_SOURCE DATA_

PR #221, opened 2018-01-19
Launch perf #2

stristr:
Changes in this PR:

- [x] Elide unnecessary full flush renders during glass playback in favor of surgical cache-skipping patches, only when necessary. This greatly speeds up our ability to render a WIP Haiku. 
 - [x] Fix `MaxListenersExceededWarning: Possible EventEmitter memory leak detected. 501 update listeners added. Use emitter.setMaxListeners() to increase limit` on percy playback.
 - [x] Rehydrate mutable timelines during cache clearing, which we do frequently while mutating bytecode in place. Failing to do this was a longstanding player bug introduced by the perf pass, mainly due to my prior ignorance of how the component is reloaded during hot editing. The unnecessary full flush rendering we were always doing in Player was obscuring the negative side effects of not doing this, since the entire optimization routine is bypassed in full flush. This may indirectly clear the path to @matthewtoast's in-mem undo/redo moonshot!
 - [x] Fix `setState()` sometimes called an unmounted `<Library />` in Glass, which caused an occasional bug where the user is unable to select elements on the stage. I incorrectly described this as a tour bug as this was the first place I noticed it (sorry @roperzh), but it was an actual issue now fixed.
 - [x] Fix for [Gauge doesn't show enough values on longer projects](https://app.asana.com/0/480796620059175/529942638926528/f)
 - [x] Fix for [Parent label in timeline is HaikuC…mponent (HaikuComponent)](https://app.asana.com/0/480796620059175/529933088332841/f)
 - [x] Fix for [Race on forceUpdate() when collapsing timeline property rows](https://app.asana.com/0/480796620059175/530298508710782/f)
 - [x] Fix for [Triggering preview mode during timeline playback should stop timeline playback](https://app.asana.com/0/480796620059175/530308731229517/f)

### DIFF
--- a/packages/@haiku/player/src/ValueBuilder.ts
+++ b/packages/@haiku/player/src/ValueBuilder.ts
@@ -1210,6 +1210,7 @@ ValueBuilder.prototype.build = function _build(
   propertiesGroup,
   isPatchOperation,
   haikuComponent,
+  skipCache = false,
 ) {
   let isAnythingWorthUpdating = false;
 
@@ -1223,6 +1224,7 @@ ValueBuilder.prototype.build = function _build(
       timelineTime,
       haikuComponent,
       isPatchOperation,
+      skipCache,
     );
 
     // We use undefined as a signal that it's not worthwhile to put this value in the list of updates.
@@ -1273,6 +1275,7 @@ ValueBuilder.prototype.build = function _build(
  * @param haikuComponent {Object} Instance of HaikuPlayer
  * @param isPatchOperation {Boolean} Is this a patch?
  * @param skipCache {Boolean} Skip caching?
+ * @param clearSortedKeyframesCache
  */
 ValueBuilder.prototype.grabValue = function _grabValue(
   timelineName,
@@ -1309,7 +1312,7 @@ ValueBuilder.prototype.grabValue = function _grabValue(
 
   let computedValueForTime;
 
-  // Important: The ActiveComponent depends on the ability to be able to get fresh values via the skipCache optino
+  // Important: The ActiveComponent depends on the ability to be able to get fresh values via the skipCache option.
   if (isPatchOperation && !skipCache) {
     computedValueForTime = Transitions.calculateValueAndReturnUndefinedIfNotWorthwhile(
       parsedValueCluster,
--- a/packages/haiku-plumbing/src/Plumbing.js
+++ b/packages/haiku-plumbing/src/Plumbing.js
@@ -880,15 +880,6 @@ export default class Plumbing extends StateObject {
     // Params always arrive with the folder as the first argument, so we strip that off
     params = params.slice(1)
 
-    // This special method gets called frequently (up to 60 times per second) so fast-path it and don't log it
-    if (method === 'setTimelineTime') {
-      if (alias === 'timeline') {
-        return this.sendFolderSpecificClientMethodQuery(folder, Q_GLASS, method, params.concat({ from: alias }), () => {})
-      } else if (alias === 'glass') {
-        return this.sendFolderSpecificClientMethodQuery(folder, Q_TIMELINE, method, params.concat({ from: alias }), () => {})
-      }
-    }
-
     // Start with the glass, since that's most visible, then move through the rest, and end
     // with master at the end, which results in a file system update reflecting the change
     const asyncMethod = experimentIsEnabled(Experiment.AsyncClientActions) ? 'each' : 'eachSeries'
--- a/packages/haiku-serialization/src/bll/ActiveComponent.js
+++ b/packages/haiku-serialization/src/bll/ActiveComponent.js
@@ -325,23 +325,23 @@ class ActiveComponent extends BaseModel {
     return cb(null, pretty(html))
   }
 
-  setTimelineTimeValue (timelineTime, skipTransmit, forceSeek, setNoMatterWhat) {
+  setTimelineTimeValue (timelineTime, skipTransmit = false, forceSeek = false, skipCache = false) {
     timelineTime = Math.round(timelineTime)
-    if (setNoMatterWhat || this.isPreviewModeActive() || timelineTime !== this.getCurrentTimelineTime()) {
+    if (timelineTime !== this.getCurrentTimelineTime()) {
       // Note that this call reaches in and updates our instance's timeline objects
       Timeline.setCurrentTime({ component: this }, timelineTime, skipTransmit, forceSeek)
-      this.forceFlush()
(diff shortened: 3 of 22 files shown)


tsortwehttam:
Going to look at this to see if I can find where the call needs to take place for the new blocker.

stristr:
Thanks, gonna eat 👍 😄 😸 🥅 🥘

stristr:
Ready for review. Details in PR description.

packages/@haiku/player/src/ValueBuilder.ts
```diff
@@ -1309,7 +1312,7 @@ ValueBuilder.prototype.grabValue = function _grabValue(
 
   let computedValueForTime;
 
-  // Important: The ActiveComponent depends on the ability to be able to get fresh values via the skipCache optino
```
tsortwehttam, line 1312: `-ion/-ino`, my favorite typo, turns mundane words into exotic elementary particles :atom:

packages/haiku-plumbing/src/Plumbing.js
```diff
@@ -880,15 +880,6 @@ export default class Plumbing extends StateObject {
...
 
-    // This special method gets called frequently (up to 60 times per second) so fast-path it and don't log it
-    if (method === 'setTimelineTime') {
-      if (alias === 'timeline') {
-        return this.sendFolderSpecificClientMethodQuery(folder, Q_GLASS, method, params.concat({ from: alias }), () => {})
-      } else if (alias === 'glass') {
-        return this.sendFolderSpecificClientMethodQuery(folder, Q_TIMELINE, method, params.concat({ from: alias }), () => {})
-      }
-    }
-
```
tsortwehttam, line 891: I don't see a problem removing this, but I just want to check: why?

packages/haiku-serialization/src/bll/ActiveComponent.js
```diff
@@ -325,23 +325,19 @@ class ActiveComponent extends BaseModel {
     return cb(null, pretty(html))
   }
 
-  setTimelineTimeValue (timelineTime, skipTransmit, forceSeek, setNoMatterWhat) {
+  setTimelineTimeValue (timelineTime, skipTransmit = false, forceSeek = false) {
     timelineTime = Math.round(timelineTime)
```
tsortwehttam, line 329: 👍

packages/haiku-serialization/src/bll/Keyframe.js
```diff
@@ -28,19 +28,47 @@ class Keyframe extends BaseModel {
...
+    this._updateReceivers[source] = cb
+    return () => {
+      delete this._updateReceivers[source]
+    }
+  }
+
+  notifyUpdateReceivers (what) {
+    Object.keys(this._updateReceivers).forEach((receiver) => {
+      this._updateReceivers[receiver](what)
+    })
```
tsortwehttam, line 58: 👍

packages/haiku-serialization/src/bll/Project.js
```diff
@@ -944,7 +949,7 @@ function getCodeJs (haikuId) {
         elementName: 'div',
         attributes: {
           'haiku-id': '${haikuId}',
-          'haiku-title': 'HaikuComponent'
+          'haiku-title': '${haikuComponentName}'
```
tsortwehttam, line 952: 👍

packages/haiku-serialization/src/bll/Timeline.js
```diff
@@ -955,9 +955,9 @@ Timeline.getMillisecondModulus = function getMillisecondModulus (pxpf) {
   if (pxpf >= 15) return 50
   if (pxpf >= 10) return 100
   if (pxpf >= 5) return 200
-  if (pxpf === 4) return 250
-  if (pxpf === 3) return 500
-  if (pxpf === 2) return 1000
+  if (pxpf >= 4) return 250
+  if (pxpf >= 3) return 500
+  if (pxpf >= 2) return 1000
   return 5000
```
tsortwehttam, line 961: 👍

packages/haiku-timeline/src/components/ClusterInputField.js
```diff
@@ -36,17 +36,18 @@ class ClusterInputFieldValueDisplay extends React.Component {
...
   componentWillUnmount () {
+    this.throttledForceUpdate.cancel()
     this.mounted = false
     this.props.timeline.removeListener('update', this.handleUpdate)
   }
 
   componentDidMount () {
     this.mounted = true
+    this.throttledForceUpdate = lodash.throttle(this.forceUpdate.bind(this), 64)
     this.props.timeline.on('update', this.handleUpdate)
```
tsortwehttam, line 51: Note: `componentDidMount` may get called multiple times for a single React node.

tsortwehttam:
Code looks good; going to pull and review the functionality.

tsortwehttam:
LGTM after reviewing locally.

One note: My feel from editing Percy is that while on-stage performance is obviously _way_ better with these changes (both in editing and preview mode), scrubbing still seems to be slow (even slower, maybe?). I know you were focusing on stage stuff exclusively with this, but I just wanted to mention this so it's in the zeitgeist.

packages/haiku-plumbing/src/Plumbing.js
stristr: Ah, removed this for being confusing. setTimelineTime Is no longer used!

packages/haiku-timeline/src/components/ClusterInputField.js
stristr: …but not multiple times per mount, right? The point of this change was that you can't un-`cancel()` a throttled function, so to ensure `forceUpdate()` doesn't get called while the component is unmounted, cancel pending invocations on unmount and create a new throttled function on mount.

stristr:
I would buy that scrubbing is _slightly_ slower due to my lack of ambition re: getting to the root cause of timeline event emitter leaks—the whole reason the leaks added up to a warning about 500+ event emitters is the built-in React optimizations around component reuse are being trampled by (I think) overuse of `forceUpdate()`.

Bottom line, this bug cropped up because a set of components with the same key are getting constantly mounted, unmounted, and in many cases for a large project _destroyed/reconstructed_ during ordinary playback with nothing changing except the time. I figured it would be better to address the problematic side effects of this underlying sickness in an unambiguously readable way, and exorcise the demons of Timeline in a separate PR.

stristr:
@matthewtoast, would you say this is okay to merge?

tsortwehttam:
Yep. 👍 👍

_REQUIRED ACTION_
Up to and including the line with "on percy playback.", print every line of the records from the start.

_WRITTEN RESPONSE_
PR #221, opened 2018-01-19
Launch perf #2

stristr:
Changes in this PR:

- [x] Elide unnecessary full flush renders during glass playback in favor of surgical cache-skipping patches, only when necessary. This greatly speeds up our ability to render a WIP Haiku. 
 - [x] Fix `MaxListenersExceededWarning: Possible EventEmitter memory leak detected. 501 update listeners added. Use emitter.setMaxListeners() to increase limit` on percy playback.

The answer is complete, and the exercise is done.